Bloom intende empatia nel suo concetto più ampio, ovvero la capacità
di mettersi nei panni dell’altro, di sentire quello che l’altro
sente. E il punto essenziale, che l’autore mette in chiaro sin da
subito, è che al massimo noi siamo in grado di riflettere i
sentimenti degli altri, ma non di sentirli come nostri, “il
soffrire empatico è diverso dal soffrire reale” generando
conseguenze che, tra questi due aspetti, non sono neppure
paragonabili.
Il
libro riconosce all’empatia un aspetto positivo nella fruizione
dell’arte e, talvolta, nei rapporti intimi. Il problema si pone,
invece, quando l’empatia viene usata per capire e prendere
decisioni attorno a casi più complessi, che sono poi i casi
politici, sociali, economici. Bloom paragona l’empatia alle bibite
gassate e dolciastre, allettanti e deliziose ma dannose. L’empatia
genera spesso piacere grazie al coinvolgimento che ci fa sentire con
gli altri, genera benessere perché ci fa sentire buoni e perché
stimola la nostra interiorità, ma è tutt’altro che una valida
guida morale. Ci porta spesso a emettere giudizi sciocchi e a fare
scelte politiche irrazionali e ingiuste.
Uno
degli argomenti solitamente più forti a sostegno dell’empatia è
che ci renderebbe più gentili con le persone con cui empatizziamo.

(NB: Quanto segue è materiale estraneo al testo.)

PR #14714, opened 2025-03-10
Fix error when saving contacts without points available

npracht:

## Description
Save Lead entity just If points log exist to avoid error.

### 📋 Steps to test this PR:
1. Technical, code review should be enough
2. You can test any random point action If works like before


escopecz (approved):
From the code perspective it makes sense to stop here if the `$availablePoints` are empty. But knowing how to reproduce this state and having a test covering it would be really great.

RCheesley:
@npracht I have no idea how to reproduce this bug or how to test. Please provide extended instructions if you'd like us to merge? Plus see comment regarding test coverage.

Thanks!

kuzmany:
@RCheesley I believe it creates anonymous leads when forms are submitted, but it was a long time ago, so I’m not sure. Just test If points working properly.

kuzmany:
@escopecz tests added

app/bundles/PointBundle/Tests/Unit/Model/PointModelTest.php
```diff
@@ -0,0 +1,142 @@
...
+        /**
+         * @var Point&\PHPUnit\Framework\MockObject\MockObject
+         */
+        $point = $this->createMock(Point::class);
+
+        // Configure repository to return a point for getPublishedByType
+        $this->pointRepository->expects($this->once())
+            ->method('getPublishedByType')
+            ->with($type)
+            ->willReturn([$point]);
```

Bloom dice che a sostenere questa linea ci sono non solo l’esperienza
quotidiana e il buon senso ma anche molte ricerche. Quindi, continua
l’autore, “se il mondo fosse un posto semplice in cui gli unici
dilemmi con cui ciascuno deve avere a che fare coinvolgessero
soltanto una singola persona in immediata difficoltà, e nel caso in
cui aiutare quella persona avesse effetti positivi, allora
l’argomentazione in favore dell’empatia sarebbe solida. Ma il
mondo non è un posto semplice. Spesso, molto spesso, l’azione
motivata dall’empatia non è moralmente giusta”.
Bloom,
infatti, paragona l’empatia a un riflettore da palcoscenico che
riesce a illuminare con forza solo una piccola porzione della scena,
facendoci credere che ciò che vediamo sia tutto ciò che c’è e
lasciando il resto nell’ombra. Allo stesso modo l’empatia ci fa
concentrare su ciò che più ci colpisce emotivamente, accecandoci e
lasciandoci insensibili alle conseguenze di lungo termine delle
nostre azioni, per quanto possano essere ben intenzionate nel breve.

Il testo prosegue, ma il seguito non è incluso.